*Excerpted data*:
↓
PR #2579, opened 2026-09-18
fix(posts): unblock the visual feed once missing file metadata settles

### LINKED ISSUE #2568: Visual feed stays on its skeleton forever when every first-page attachment is missing from Nexus
## Summary

`VisualTimelinePosts` treats `hasPendingFiles` as "still resolving" in `isResolvingInitialRows` (and in `showFilteredEmptyState`). `useVisualFeedTiles` sets that flag while any attachment has no local file row, and `FileApplication.persistFiles` writes only what Nexus returns, so an attachment Nexus no longer serves keeps the flag set for the life of the feed.

When the first page produces no rows because every one of its posts has such an attachment, and the stream has no more pages (`hasMore === false`), the feed renders `VisualTimelinePostsSkeleton` indefinitely: no rows, no empty state, no Load more. With `hasMore === true` the backfill effect keeps chaining instead (#2538).

This is pre-existing behaviour on `dev` (the gate predates #2552 and #2552 leaves it untouched); noted while reviewing that PR, where the same flag was found to freeze the observer if it is used as a loading signal.

## Reproduction

1. A Visual feed whose entire first page is image posts whose file rows Nexus no longer returns (for example a profile whose uploads were purged), with fewer posts than one page.
2. `useVisualFeedTiles` yields `tiles: []` and a non-empty `missingFileUris`; `fetchFiles` never brings them back.
3. `isResolvingInitialRows` stays `true` → skeleton forever.

## Suggested fix

Either persist a not-found marker for file fetches (mirroring `settledDetailPostIds` for post details) so `hasPendingFiles` can settle, or stop treating `hasPendingFiles` as a loading signal once the fetch for those URIs has settled.

talosmachina:
## Summary

Closes #2568. Requested by @infin1t3 via the talos CLI.

`VisualTimelinePosts` read `hasPendingFiles` as "still resolving" while any attachment had no local file row. Nexus omits files it no longer serves instead of marking them missing, and `FileApplication.persistFiles` writes only what Nexus returns, so such an attachment kept the flag set for the life of the feed: with no rows and no further pages the feed stayed on `VisualTimelinePostsSkeleton` indefinitely, and with more pages the backfill effect kept chaining.

`useVisualFeedTiles` now separates pending file metadata requests from settled missing metadata, following the existing `settledDetailPostIds` pattern:

- `settledFileUris` records file URIs whose metadata request has settled (success or failure), the file equivalent of the settled post-detail ids.
- `hasPendingFiles` counts only URIs whose request has not settled yet, so a request that comes back without a row opens the loading and empty-state gates instead of holding them.
- An in-flight set keeps one request per URI however often the snapshot re-emits, and a settled URI is never re-requested: no request loops.
- Settlement does not remove the URI from the snapshot's `missingFileUris`, so a row that arrives later still builds its tile, and the post stays out of `hiddenPostCount` while its attachment is unresolved.

## Verification

- `npx vitest run src/components/organisms/Timeline/Feed/TimelineFeed/useVisualFeedTiles.test.tsx` — 19 passed.
- New regression tests, each failing on the unpatched hook (proved with `git stash push -- .../useVisualFeedTiles.ts`, 5 failed there): the flag stays set while the request is in flight and clears when it settles without a row; a rejected request settles rather than gating the feed forever; each missing URI is requested exactly once across snapshot re-emissions; a tile whose metadata arrives after settlement still renders.
- `npx vitest run src/components/organisms/Timeline/Feed` — 8 files, 228 passed.
- `npm test` (unit project) — 794 files, 13819 passed, 2 expected fail, 2 skipped.
- `npx eslint` on both changed files clean, `npm run format:check` clean, `npm run typecheck` (`tsc --noEmit`) clean; the husky pre-commit hook (lint-staged + tsc) passed on the commit.
- VRT: `src/test/vrt/feed/Collections.vrt.test.tsx` — 2 files, 16 passed (chromium and firefox). That suite mocks `useVisualFeedTiles`, so it cannot exercise the changed path; it is a control only. No baselines were regenerated or committed.

## Callouts

- One existing assertion changed: "counts remote posts only once every attachment resolved to non-visual metadata" now holds its `fetchFiles` promise open so the in-flight window is observable, then asserts the flag clears once the request settles. Its subject, `hiddenPostCount`, is unchanged.
- Settling on failure matches `settledDetailPostIds` ("success OR failure"): a transient failure unblocks the gates instead of holding the skeleton, and that URI is not re-requested until the hook remounts. Say the word if failures should stay pending instead.
- `settledFileUris` accumulates for the life of the hook instance, like `settledDetailPostIds`; it is not reset on feed or account change.
- No DB tombstones or version changes, no global config changes, no change to which content renders.
- Environment limit: WebKit cannot launch on this machine (missing system libraries, `playwright install-deps` needs root), so the VRT webkit instances did not run; the run above was limited to chromium and firefox with a temporary config edit that was reverted. Cypress e2e was not run.
- An adversarial self-review of this diff was in flight when the run budget ended; its findings are not reflected here yet and will follow as review replies.


infin1t3 (approved):
@talosmachina Review OK: no confirmed actionable findings in e4fec53c2de50e9f1d6bba360041460a060715eb compared with dev 57a240dd9d399b3013745c144f994c2374eaa6af.

Reviewed both changed files and traced the file fetch/persistence contract, pending and empty-state consumers, existing retry/TTL paths, and hook lifetime. The in-flight set prevents overlapping requests for the same URI; settlement releases the loading gate without fabricating file metadata or changing the snapshot's hidden-post count. A later metadata row remains observable through the live query and can produce its tile.

Independent local verification: all 228 tests in 8 Timeline/Feed files pass, including the real hook's pending, omitted-row, failed-request, deduplication and later-arrival cases. Git diff --check passes. GitHub build, code quality, unit tests and preview deployment are green for this head.

The documented behavior remains relevant: after the service's retries finish, this hook does not automatically re-request a settled URI during the same mount, including a failure. Later metadata can arrive through another fetch/TTL path, or a remount can retry. I did not rerun the full unit suite or VRT locally; the author-reported Collections VRT uses a mock for this hook and is not proof of the changed metadata path.

Approved for the reviewed scope. The user has now authorized marking #2579 ready and merging it through the repository merge queue. The reviewed head is unchanged and all GitHub checks are green.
↑
*What is expected*: Please return every line of the data, unaltered.

*Solved problem*:
PR #2579, opened 2026-09-18
fix(posts): unblock the visual feed once missing file metadata settles

### LINKED ISSUE #2568: Visual feed stays on its skeleton forever when every first-page attachment is missing from Nexus
## Summary

`VisualTimelinePosts` treats `hasPendingFiles` as "still resolving" in `isResolvingInitialRows` (and in `showFilteredEmptyState`). `useVisualFeedTiles` sets that flag while any attachment has no local file row, and `FileApplication.persistFiles` writes only what Nexus returns, so an attachment Nexus no longer serves keeps the flag set for the life of the feed.

When the first page produces no rows because every one of its posts has such an attachment, and the stream has no more pages (`hasMore === false`), the feed renders `VisualTimelinePostsSkeleton` indefinitely: no rows, no empty state, no Load more. With `hasMore === true` the backfill effect keeps chaining instead (#2538).

This is pre-existing behaviour on `dev` (the gate predates #2552 and #2552 leaves it untouched); noted while reviewing that PR, where the same flag was found to freeze the observer if it is used as a loading signal.

## Reproduction

1. A Visual feed whose entire first page is image posts whose file rows Nexus no longer returns (for example a profile whose uploads were purged), with fewer posts than one page.
2. `useVisualFeedTiles` yields `tiles: []` and a non-empty `missingFileUris`; `fetchFiles` never brings them back.
3. `isResolvingInitialRows` stays `true` → skeleton forever.

## Suggested fix

Either persist a not-found marker for file fetches (mirroring `settledDetailPostIds` for post details) so `hasPendingFiles` can settle, or stop treating `hasPendingFiles` as a loading signal once the fetch for those URIs has settled.

talosmachina:
## Summary

Closes #2568. Requested by @infin1t3 via the talos CLI.

`VisualTimelinePosts` read `hasPendingFiles` as "still resolving" while any attachment had no local file row. Nexus omits files it no longer serves instead of marking them missing, and `FileApplication.persistFiles` writes only what Nexus returns, so such an attachment kept the flag set for the life of the feed: with no rows and no further pages the feed stayed on `VisualTimelinePostsSkeleton` indefinitely, and with more pages the backfill effect kept chaining.

`useVisualFeedTiles` now separates pending file metadata requests from settled missing metadata, following the existing `settledDetailPostIds` pattern:

- `settledFileUris` records file URIs whose metadata request has settled (success or failure), the file equivalent of the settled post-detail ids.
- `hasPendingFiles` counts only URIs whose request has not settled yet, so a request that comes back without a row opens the loading and empty-state gates instead of holding them.
- An in-flight set keeps one request per URI however often the snapshot re-emits, and a settled URI is never re-requested: no request loops.
- Settlement does not remove the URI from the snapshot's `missingFileUris`, so a row that arrives later still builds its tile, and the post stays out of `hiddenPostCount` while its attachment is unresolved.

## Verification

- `npx vitest run src/components/organisms/Timeline/Feed/TimelineFeed/useVisualFeedTiles.test.tsx` — 19 passed.
- New regression tests, each failing on the unpatched hook (proved with `git stash push -- .../useVisualFeedTiles.ts`, 5 failed there): the flag stays set while the request is in flight and clears when it settles without a row; a rejected request settles rather than gating the feed forever; each missing URI is requested exactly once across snapshot re-emissions; a tile whose metadata arrives after settlement still renders.
- `npx vitest run src/components/organisms/Timeline/Feed` — 8 files, 228 passed.
- `npm test` (unit project) — 794 files, 13819 passed, 2 expected fail, 2 skipped.
- `npx eslint` on both changed files clean, `npm run format:check` clean, `npm run typecheck` (`tsc --noEmit`) clean; the husky pre-commit hook (lint-staged + tsc) passed on the commit.
- VRT: `src/test/vrt/feed/Collections.vrt.test.tsx` — 2 files, 16 passed (chromium and firefox). That suite mocks `useVisualFeedTiles`, so it cannot exercise the changed path; it is a control only. No baselines were regenerated or committed.

## Callouts

- One existing assertion changed: "counts remote posts only once every attachment resolved to non-visual metadata" now holds its `fetchFiles` promise open so the in-flight window is observable, then asserts the flag clears once the request settles. Its subject, `hiddenPostCount`, is unchanged.
- Settling on failure matches `settledDetailPostIds` ("success OR failure"): a transient failure unblocks the gates instead of holding the skeleton, and that URI is not re-requested until the hook remounts. Say the word if failures should stay pending instead.
- `settledFileUris` accumulates for the life of the hook instance, like `settledDetailPostIds`; it is not reset on feed or account change.
- No DB tombstones or version changes, no global config changes, no change to which content renders.
- Environment limit: WebKit cannot launch on this machine (missing system libraries, `playwright install-deps` needs root), so the VRT webkit instances did not run; the run above was limited to chromium and firefox with a temporary config edit that was reverted. Cypress e2e was not run.
- An adversarial self-review of this diff was in flight when the run budget ended; its findings are not reflected here yet and will follow as review replies.


infin1t3 (approved):
@talosmachina Review OK: no confirmed actionable findings in e4fec53c2de50e9f1d6bba360041460a060715eb compared with dev 57a240dd9d399b3013745c144f994c2374eaa6af.

Reviewed both changed files and traced the file fetch/persistence contract, pending and empty-state consumers, existing retry/TTL paths, and hook lifetime. The in-flight set prevents overlapping requests for the same URI; settlement releases the loading gate without fabricating file metadata or changing the snapshot's hidden-post count. A later metadata row remains observable through the live query and can produce its tile.

Independent local verification: all 228 tests in 8 Timeline/Feed files pass, including the real hook's pending, omitted-row, failed-request, deduplication and later-arrival cases. Git diff --check passes. GitHub build, code quality, unit tests and preview deployment are green for this head.

The documented behavior remains relevant: after the service's retries finish, this hook does not automatically re-request a settled URI during the same mount, including a failure. Later metadata can arrive through another fetch/TTL path, or a remount can retry. I did not rerun the full unit suite or VRT locally; the author-reported Collections VRT uses a mock for this hook and is not proof of the changed metadata path.

Approved for the reviewed scope. The user has now authorized marking #2579 ready and merging it through the repository merge queue. The reviewed head is unchanged and all GitHub checks are green.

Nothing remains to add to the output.